When $\lambda_1$ and $\lambda_2$ is a pair of conjugate complex roots, we assume $\lambda _1 = a+bi$ and $\lambda _2 = a-bi$ $\left(a^2+b^2 = 1\, \ b\ne 0 \right)$ , $i.e.$ , $0 < \left| a \right| < 1$ . Since $\left(\lambda -\lambda _1 \right) \left(\lambda -\lambda _2 \right) = \lambda ^2-\left(\lambda _1+\lambda _2 \right) \lambda +\lambda _1\lambda _2 = 0$ , obviously we have $\lambda _1+\lambda _2 = A+1 = 2a$ and $\lambda _1\lambda _2 = A+BC = 1$ .

All of the expressions $A, B, C$ can be brought into equations mentioned above to obtain the corresponding conclusions.

3. Flip bifurcation at $E_4$

In this section, we discuss how system (1.2) undergoes Flip bifurcation around its internal equilibrium $E_4 = \left(m, \frac{-1+\sqrt{1+4f\left(1-m \right)\left(m-\theta \right)}}{2f} \right)$ when $h$ is chosen as bifurcation parameter. The necessary conditions for Flip bifurcation to occur is given by the following curve:

$U = \left\{ \left( m,n,\theta ,f,\epsilon \right) \in \mathbb{R}_{+}^{5}:\,h = h^*\! = \frac{2f\left( 2m\!-\!1\!-\!\theta \right) +2\sqrt{f^2\!\left( 1+\theta -2m \right) ^2\!+\!\frac{1}{m}\!\left( n\!-\!1 \right)\! \left( n\!-\!2 \right) \epsilon fn}}{m\left( n-1 \right) \left( n-2 \right)}\ , \left| D \right| < 1 \right\}$

where $D = \frac{h}{\epsilon}\left(\frac{m\left(1+\theta -2m \right)}{1+\sqrt{1+4f\left(1-m \right) \left(m-\theta \right)}} \right) +3$ and $n = 1+\sqrt{1+4f\left(1-m \right) \left(m-\theta \right)}$ .

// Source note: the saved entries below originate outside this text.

PR #995, opened 2017-09-15
silences: avoid deadlock

iksaif:
Calling gossip.GossipBroadcast() will cause a deadlock if
there is a currently executing OnBroadcast* function.

See #982

### DIFF
--- a/silence/silence.go
+++ b/silence/silence.go
@@ -370,7 +370,9 @@ func (s *Silences) setSilence(sil *pb.Silence) error {
 	}
 
 	s.st.Merge(st)
-	s.gossip.GossipBroadcast(st)
+	// setSilence() is called with s.mtx locked, which can produce
+	// a deadlock if we call GossipBroadcast from here.
+	go s.gossip.GossipBroadcast(st)
 
 	return nil
 }
--- a/silence/silence_test.go
+++ b/silence/silence_test.go
@@ -197,19 +197,24 @@ func TestSilencesSetSilence(t *testing.T) {
 		},
 	}
 
-	var called bool
+	done := make(chan bool)
 	s.gossip = &mockGossip{
 		broadcast: func(d mesh.GossipData) {
 			data, ok := d.(*gossipData)
 			require.True(t, ok, "gossip data of unknown type")
 			require.Equal(t, want, data, "unexpected gossip broadcast data")
-
-			called = true
+			close(done)
 		},
 	}
 	require.NoError(t, s.setSilence(sil))
-	require.True(t, called, "GossipBroadcast was not called")
 	require.Equal(t, want.data, s.st.data, "Unexpected silence state")
+
+	// GossipBroadcast is called in a goroutine.
+	select {
+	case <-done:
+	case <-time.After(1 * time.Second):
+		t.Fatal("GossipBroadcast was not called")
+	}
 }
 
 func TestSilenceSet(t *testing.T) {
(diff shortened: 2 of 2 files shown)


silence/silence_test.go
```diff
@@ -197,19 +197,24 @@ func TestSilencesSetSilence(t *testing.T) {
...
-
-			called = true
+			close(done)
 		},
 	}
 	require.NoError(t, s.setSilence(sil))
-	require.True(t, called, "GossipBroadcast was not called")
 	require.Equal(t, want.data, s.st.data, "Unexpected silence state")
+
+	// GossipBroadcast is called in a gorountine.
```
olive42: typo: goroutine

iksaif: fixed

olive42:
LGTM

silence/silence.go
```diff
@@ -370,7 +370,9 @@ func (s *Silences) setSilence(sil *pb.Silence) error {
 	}
 
 	s.st.Merge(st)
-	s.gossip.GossipBroadcast(st)
+	// setSilence() is called with s.mtx locked, which can produce
+	// a deadlock if we call GossipBroadcast from here.
+	go s.gossip.GossipBroadcast(st)
```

3.1. Existence condition of Flip bifurcation at $E_4$

The Jacobi matrix of the linear system of (1.2) at the equilibrium point $\left(N_0, P_0 \right)$ is given by:

$\begin{equation} \begin{aligned} J\!\mid_{\left( N_0,P_0 \right)}^{} = \left( {\begin{array}{*{20}{c}} 1+\frac{h}{\epsilon}\left[ \frac{2m\left( 1+\theta -2m \right)}{n} \right]& \ \frac{h}{\epsilon}\left[ \frac{-2m\left( n-1 \right)}{n} \right]\\ \frac{h\left( n-2 \right)}{2f}& \ 1\\ \end{array}} \right) \end{aligned} \end{equation}$

(3.1)

where $n = 1+\sqrt{1+4f\left(1-m \right) \left(m-\theta \right)}$ .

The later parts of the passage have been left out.